Por Jennifer de Paula, MBA em Marketing e Negócios Interativos e diretora da IMF Press Global
O Instagram anunciou recentemente que vai encerrar o suporte à criptografia de ponta a ponta nas DMs da plataforma. A mudança começa a afetar usuários ainda em abril e, a partir de 8 de maio, o recurso deixará de funcionar definitivamente. Com isso, conversas que antes só podiam ser acessadas pelos participantes do chat passam a não ter mais esse nível de proteção.
De acordo com a MBA em Marketing e Negócios Interativos e diretora da IMF Press Global, Jennifer de Paula, a alteração pode impactar diretamente a forma como os usuários consomem conteúdo dentro da rede social.
“Com o fim da criptografia Instagram DMs, o Instagram passa a poder acessar os conteúdos das conversas e direcionar conteúdos, por exemplo”, explica.
O que muda na prática?
A criptografia de ponta a ponta, conhecida como E2EE, impedia que terceiros, incluindo a própria empresa responsável pela plataforma, tivessem acesso ao conteúdo das mensagens. Apenas quem enviava e quem recebia conseguia visualizar as conversas.
Sem esse mecanismo, a Meta passa a ter acesso técnico ao conteúdo das mensagens, podendo escaneá-las de forma automatizada, agir com mais rapidez em denúncias e fornecer dados às autoridades mediante solicitação legal. Entenda mais sobre a força crescente da Meta no cenário digital em Meta supera Google em receita de publicidade digital pela primeira vez na história.
“Essa mudança altera a dinâmica de dados dentro da plataforma. O comportamento do usuário nas conversas pode influenciar ainda mais o que ele vê no feed”, destaca Jennifer de Paula.

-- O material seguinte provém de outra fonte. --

PR #1091, opened 2022-07-21
Celery k8s deployment scripts

wajihyassine:
* GKE Celery Deployment Docs and update to other docs
  *  install-gcp-pubsub -> originating from install.md, instructions for terraform/gcp instance setup.
  * install-gke-pubsub -> instructions for installing PubSub GKE.
  * install-gke-celery -> instructions for installing Celery GKE.
  * turbinia-local-stack -> no changes, but shows instructions for local setup.
* Celery k8s files and celery deployment + cleanup scripts
* Added new turbinia config `CLOUD_PROVIDER` to indicate whether it is a GCP or Local install.
* Added logic throughout Turbinia code where GCP library imports happen to check for `CLOUD_PROVIDER` before importing
* Changed `processors.google_cloud.GetLocalInstanceName` to grab `hostname` instead of `name` due to not being available in GKE metadata.
* Updated `RedisStateManager` with increased socket timeout and to keep socket alive to help prevent any connection timeouts.
* Updated `tcelery.setup` with `task_acks_late` to acknowledge the Task after it has executed in case of a crash. and `worker_cancel_long_running_tasks_on_connection_loss` to kill long-running tasks on connection loss.
* Added in `config.logger.py` a check for log path and if not to create one due to some issues with deployment and the path not existing at startup.
* Small tweaks to Turbinia config file with how Celery/Redis variables are passed
* Update `Kombu` handler to increase socket timeout and to keep socket alive to help prevent any connection timeouts.
* Disabled `--without-gossip` and `--without-mingle` flags for Celery workers given noise generating pings and not useful.
  * Also good ref:  https://stackoverflow.com/questions/55249197/what-are-the-consequences-of-disabling-gossip-mingle-and-heartbeat-for-celery-w


k8s/tools/deploy-celery-gke.sh
```diff
@@ -0,0 +1,245 @@
...
+# TODO: Do real check to make sure credentials have adequate roles
+if [[ $( gcloud -q --project $DEVSHELL_PROJECT_ID auth list --filter="status:ACTIVE" --format="value(account)" | wc -l ) -eq 0 ]] ; then
+  echo "No gcloud credentials found.  Use 'gcloud auth login' and 'gcloud auth application-default login' to log in"
+  exit 1
+fi
+
+# Enable IAM services
+gcloud -q --project $DEVSHELL_PROJECT_ID services enable iam.googleapis.com
+
+# Create Turbinia service account.
```
aarontp, line 77: Can you add a comment about what this SA is used for?  i.e. AFAIK this is the SA key that Turbinia will actually use at run time (I just wanted to differentiate between the SA key we used to create that the client would use).

k8s/tools/deploy-celery-gke.sh
```diff
@@ -0,0 +1,245 @@
...
+if [[ "${networks}" -lt "2" ]]; then
+  echo "ERROR: VPC network $VPC_NETWORK not found, please create this first."
+  exit 1
+fi
+
+# Update Docker image if flag was provided else use default
+if [[ "$*" == *--build-dev* ]] ; then
+  TURBINIA_SERVER_IMAGE="us-docker.pkg.dev\/osdfir-registry\/turbinia\/release\/turbinia-server-dev:latest"
+  TURBINIA_WORKER_IMAGE="us-docker.pkg.dev\/osdfir-registry\/turbinia\/release\/turbinia-worker-dev:latest"
+  echo "Setting docker image to $TURBINIA_SERVER_IMAGE and $TURBINIA_WORKER_IMAGE"
```
aarontp, line 104: tiny nit, but this could be just one line that happens after this if/fi block

k8s/tools/deploy-celery-gke.sh
```diff
@@ -0,0 +1,245 @@
...
+set -o posix
+set -e
+
+# Source cluster config to pull specs to create cluster from. Please review
+# the config file and make any necessary changes prior to executing this script
+DIR="$( cd "$( dirname "${BASH_SOURCE[0]}" )" >/dev/null 2>&1 && pwd )"
+source $DIR/.clusterconfig
+cd $DIR/..
+
+if [[ "$*" == *--help ]] ; then
```
aarontp, line 21: I know this is a carry-over from the other script, but could we print this out when the user specifies `-h` as well?

k8s/tools/deploy-celery-gke.sh
```diff
@@ -0,0 +1,245 @@
...
+else
+  echo "Using pre existing Filestore instance $FILESTORE_NAME with capacity $FILESTORE_CAPACITY"
+fi
+
+echo "Updating $TURBINIA_CONFIG config with Filestore configuration and setting output directories"
+FILESTORE_IP=$(gcloud -q --project $DEVSHELL_PROJECT_ID filestore instances describe $FILESTORE_NAME --zone=$ZONE --format='value(networks.ipAddresses)' --flatten="networks[].ipAddresses[]")
+FILESTORE_LOGS="'\/mnt\/$FILESTORE_NAME\/logs'"
+FILESTORE_OUTPUT="'\/mnt\/$FILESTORE_NAME\/output'"
+sed -i -e "s/<IP_ADDRESS>/$FILESTORE_IP/g" turbinia-volume-filestore.yaml
+sed -i -e "s/turbiniavolume/$FILESTORE_NAME/g" *.yaml
```
aarontp, line 172: This and the next line are pretty open ended regexes in terms of what they are looking for.  Could we add an anchor or something else to reduce the chance of changing things we don't intend to?

k8s/tools/deploy-celery-gke.sh
```diff
@@ -0,0 +1,245 @@
...
+echo "Updating $TURBINIA_CONFIG to enable Stackdriver Traceback and Logging"
+sed -i -e "s/^STACKDRIVER_LOGGING = .*$/STACKDRIVER_LOGGING = True/g" $TURBINIA_CONFIG
+sed -i -e "s/^STACKDRIVER_TRACEBACK = .*$/STACKDRIVER_TRACEBACK = True/g" $TURBINIA_CONFIG
+
+# Enable Prometheus
+echo "Updating $TURBINIA_CONFIG to enable Prometheus application metrics"
+sed -i -e "s/^PROMETHEUS_ENABLED = .*$/PROMETHEUS_ENABLED = True/g" $TURBINIA_CONFIG
+
+# Disable some jobs
+echo "Updating $TURBINIA_CONFIG with disabled jobs"
```
aarontp, line 199: I think this already happens above.

turbinia/tcelery.py
```diff
@@ -55,12 +55,8 @@ def setup(self):
     self.app.conf.update(
         task_default_queue=config.INSTANCE_ID,
         accept_content=['json'],
-        # TODO(ericzinnikas): Without task_acks_late Celery workers will start
-        # on one task and prefetch another (i.e. can result in 1 worker getting
-        # 2 plaso jobs while another worker is free). But enabling this causes
-        # problems with certain Celery brokers (duplicated work).
```
aarontp, line 61: Do we know if this "duplicated work" would affect us or what conditions that would occur under?

aarontp (commented):
LG, mostly just some minor comments.

The k8 yaml files look good in general, but I don't know much about them.  @dfjxs Any chance you would want to take a look at at least the yaml files here?  Thanks!

docs/user/gke-sre.md
```diff
@@ -0,0 +1,318 @@
...
+Please follow the steps below on a workstation or cloud shell prior to running
+the script.
+
+- Clone the Turbinia repo or the update-gke-infra.sh script directly.
+- Install [Google Cloud SDK](https://cloud.google.com/sdk/docs/install), which
+  installs the gcloud and kubectl cli tool.
+- Authenticate with the Turbinia cloud project:
+  - `gcloud auth application-default login`
+- Set the correct GCP project
+  - `gcloud config set project [project]`
```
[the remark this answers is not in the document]
wajihyassine: No actually, plus requiring --project in gcloud get-credentals. I will go ahead and remove

docs/user/gke-sre.md
```diff
@@ -0,0 +1,318 @@
...
+
+The following section will cover how to make updates to the Turbinia
+configuration file, environment variables, and updating the Turbinia Docker
+image.
+
+### Update the Turbinia configuration
+
+The Turbinia configuration is base64 encoded as a ConfigMap value named
+`TURBINIA_CONF`. This is then read by the Turbinia Server and Workers as an
+environment variable. Any changes made to the configuration do NOT require a
```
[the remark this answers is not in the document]
wajihyassine: Ah yes made a note about how it's `kubectl rollout` that does this and added that in the `update-gke-infra.sh` script when a config update is made.

docs/user/gke-sre.md
```diff
@@ -0,0 +1,318 @@
...
+
+Turbinia is currently built as a Docker image which runs in a containerd
+environment.
+
+#### Updating to latest
+
+When a new version of Turbinia is released, a production Docker image will be
+built for both the Server and Worker and tagged with the `latest` tag or a tag
+specifying the [release date](https://github.com/google/turbinia/releases).
+It is recommended to specify the `latest` release date instead of the latest tag
```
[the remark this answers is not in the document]
wajihyassine: Ah good catch, thanks for the recommendation, went ahead and updated.

k8s/tools/deploy-celery-gke.sh
wajihyassine: Updated to call outside

k8s/tools/deploy-celery-gke.sh
wajihyassine: done

k8s/tools/deploy-celery-gke.sh
wajihyassine: IMO my intention was to try and have less anchors as possible where possible so that the k8s files can be as bare bone as possible (not requiring a shell script to deploy them in other forms). The closest I got was just to have an <IP_ADDRESS> anchor.

I did go ahead and specific specific `yaml` files instead though and is executing in context of that directory. I can add another anchor named <TURBINIA_STORAGE> however if you'd like it more specific.

k8s/tools/deploy-celery-gke.sh
wajihyassine: ty your right, removed the additional sed

turbinia/tcelery.py
wajihyassine: To my understanding the duplicated work only occurs when a Celery workers crashses/Task had failed then data would be reprocessed again, which I believe in our case shouldn't matter. 

I believe I remember putting a debugger in and tried looking for additional Tasks queued by the celery worker and wasn't able to identify any. Can relook into this further (if it's possible to look at Celery Task queue  from debugger midst it running) to confirm.

wajihyassine: @aarontp ty for review, addressed your comments and had a follow up or two. Please lmk of any questions

docs/user/gke-sre.md
```diff
@@ -0,0 +1,318 @@
...
+environment as they get removed and re-created through auto scaling.
+These updates can be done through the commands below.
+
+- `$ ./update-gke-infra.sh -c change-image -t latest`
+
+OR
+
+- `$ ./update-gke-infra.sh -c change-image -t [tag]`
+
+#### Updating to custom tag (or rollback)
```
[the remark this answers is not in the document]
aarontp: I think this is still duplicate?

dfjxs:
yaml files LGTM

wajihyassine (commented):
okay properly went through the comments this time :) thanks for taking a look!

k8s/celery/turbinia-autoscale-cpu.yaml
```diff
@@ -0,0 +1,12 @@
+apiVersion: autoscaling/v1
```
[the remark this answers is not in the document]
aarontp: Separate PR is fine (maybe file an issue so we don't forget), I just wanted to reduce the amount of duplicate things that need to be kept up to date in parallel.

k8s/tools/deploy-celery-gke.sh
aarontp: Ok, I guess having the file limits is a little better.  As discussed out of band, maybe we can move to something with templates like helm or other in the future.

aarontp (approved):
LGTM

Impacto no consumo de conteúdo
Com mais informações sobre interesses e interações privadas, a tendência é que a personalização de conteúdo se torne ainda mais refinada. Isso pode afetar recomendações, anúncios e até sugestões de perfis.
“Quando a plataforma entende melhor as conversas, ela consegue identificar padrões de interesse com mais precisão. Isso pode tornar o conteúdo mais direcionado e até mais persuasivo”, afirma.
Esse cenário também reforça o papel do algoritmo no consumo de informação. Quanto mais dados disponíveis, maior a capacidade da plataforma de moldar a experiência do usuário.
Pressão global por moderação
Uma das hipóteses levantadas para a mudança está ligada à pressão internacional para que redes sociais combatam conteúdos ilegais, como material de abuso sexual infantil. A criptografia dificultava a identificação desse tipo de conteúdo dentro das mensagens privadas.
Com o fim da tecnologia, a plataforma poderá monitorar conversas de forma automatizada e agir preventivamente em casos suspeitos.
“A discussão envolve segurança e privacidade. Ao mesmo tempo em que aumenta o controle, também levanta questionamentos sobre uso de dados e transparência”, explica Jennifer de Paula.
O que os usuários precisam fazer?
Usuários que possuem conversas criptografadas deverão salvar mensagens e mídias que desejam manter. Para isso, será necessário baixar os conteúdos antes da desativação completa do recurso. Em alguns casos, também será preciso atualizar o aplicativo.
Após o encerramento da criptografia, novas mensagens não terão mais o mesmo nível de proteção, o que pode mudar a forma como as pessoas utilizam as DMs.
Nova fase das redes sociais
A mudança sinaliza uma tendência mais ampla de reconfiguração das políticas de privacidade nas plataformas digitais. Com mais dados disponíveis, empresas conseguem aprimorar sistemas de recomendação e inteligência artificial.
“Estamos entrando em uma fase em que as plataformas buscam equilibrar personalização, segurança e privacidade. E isso afeta diretamente a forma como o conteúdo é distribuído e consumido”, finaliza Jennifer de Paula.